Esse era o máximo de um tom de despedida que a guardiã conseguiria demonstrar. Já se preparava para dar às costas a Colth pensando no seu próximo destino.

— Ah, sobre isso... — disse ele em tom desajeitado para interromper os planos da mulher. — Aquele cara magrelo... o que fugiu, sabe?

— O que tem ele? — perguntou ela enquanto tentava retirar o colar sem sucesso.

— Quando ele me agarrou, antes de você socar o...

— Para de enrolar, fala logo! — o apressou mirando os olhos de forma brutal.

— Ele levou minha carteira e minha passagem — cuspiu as palavras para fora.

— O quê!? — abismou ela enquanto franzia a testa em um “v” marcante.

— Mas isso não é problema, não é? Você consegue usar a sua habilidade para me levar até Toesane com essa sua luz aí, e...

— Você não entendeu, não é?! — Garta deu rápidos passos até estar encarando o rapaz de perto sem reação. Continuou sussurrando em tom inflamado: — Eu só consigo realizar deslocamentos para lugares que eu já estive e conheça.

Colth desviou o olhar não compreendendo.

— Então...

— Então, que eu nunca estive nessa merda de Toesane! Como eu saberia para onde te mandar? Você é muito tonto! Idiota! Eu deveria...

Colth baixou a cabeça ao perceber o quão inocente havia sido. “Como que eu não percebi aquele magrelo pegando a minha carteira?” Pensou enquanto absorvia as duras palavras da guardiã. Seu medo agora passava ser a possibilidade de Garta simplesmente abandona-lo ali mesmo.
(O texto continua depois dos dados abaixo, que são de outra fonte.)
Issue #1163, opened 2018-05-28
vpkd3d128/vupkd3d128 implementation is incomplete


Triang3l:
While launching a level in [Call of Duty 4: Modern Warfare](https://github.com/xenia-project/game-compatibility/issues/152) pre-alpha build 253, I got a failed assertion during an attempt to execute [vupkd3d128 for 10.10.10.2 vertex data](https://github.com/xenia-project/xenia/blob/master/src/xenia/cpu/backend/x64/x64_sequences.cc#L7485) (executed many times every frame) due to missing implementation.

Sem dinheiro, sem passagem e, talvez, perseguido por ladrões ralés da Capital, seria o seu fim iminente.

— Huh. — O murmúrio de dor do homem ainda desacordado na calçada interrompia os pensamentos de ambos.
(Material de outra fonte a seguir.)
PR #1166, opened 2018-05-31
[CPU] v(u)pkd3d128: Support UINT_2101010 and don't saturate D3DCOLOR

### LINKED ISSUE #1163: vpkd3d128/vupkd3d128 implementation is incomplete

Triang3l:
This pretty much fixes #1163, though there's one question left unanswered — is the W component in UINT_2101010 really unsigned? According to the way OpenGL handles it, W is signed, however there's no signed 2.10.10.10 format in D3D9 or DXGI, so the Xbox 360 is free to set its own rules. Since it was handled as unsigned before this pull request, I made the same assumption here.

This fixes broken world polygons (the thin lines coming from a corner of the sky) in the Call of Duty series.

Also providing better explanations of what happens in SHORT2/4 unpacking, and clamping the magnitude when unpacking it, so there can't be -32768.

The saturation was also removed from D3DCOLOR packing because packing can be done with 3+i*2^-22, however, the unpack instruction gives 1|value — in this case, if you pack after unpacking, you'll get four zeros. The Source engine usage example also explicitly clamps the color to 255.


gibbed:
Looks good!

A mulher olhou para o céu azul enquanto passava as mãos sobre o colar preso ao seu pescoço. Balançou a cabeça em desacordo e reclamação.

— Ah! — desabafou ela — Resolvemos isso depois. Vamos sair daqui.
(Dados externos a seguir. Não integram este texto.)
PR #1176, opened 2018-06-09
[Core] Treat .exe files as XEX

Triang3l:
Call of Duty 4 and World at War alphas have .exe files like CoD3SP.exe and CoD3SP_profile.exe alongside default.xex that are actually XEX files.

### DIFF
--- a/src/xenia/emulator.cc
+++ b/src/xenia/emulator.cc
@@ -228,7 +228,7 @@ X_STATUS Emulator::LaunchPath(std::wstring path) {
   auto extension = path.substr(last_dot);
   std::transform(extension.begin(), extension.end(), extension.begin(),
                  tolower);
-  if (extension == L".xex" || extension == L".elf") {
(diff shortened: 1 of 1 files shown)


Triang3l:
Should .exe and .elf be added to the filter in the file open menu, or would that lead to false assumptions about the capabilities of the emulator?

DrChat:
Hmm... Odd that CoD has exe filenames, but otherwise I don't see much of an issue with this.
If users try to load PE exes, they'll obviously fail to verify.

Let's not add them to any menus, so users don't start thinking we can run Windows programs.

Otherwise, LGTM!

Triang3l:
Quake 2 on the Quake 4 bonus disc also uses quake2-xenon.exe.

x1nixmzeng:
I did some work a while ago to warn for XNA-based EXE files, but that is a case where EXE files are valid modules to run - eventually.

Garta continuou ríspida enquanto se apressava. Temendo a chegada de mais homens daqueles, voltou a caminhar em ritmo acelerado.

As palavras dela foram ditas em tom grosseiro e pouco amigáveis, mas aos ouvidos de Colth, soaram como um “não se preocupe, vou ajuda-lo a sair dessa.”

— Tá, claro.

O rapaz seguiu os passos da mulher com uma expressão de alivio estampado em seu rosto. Ela, por sua vez, já parecia ter um objetivo traçado em mente.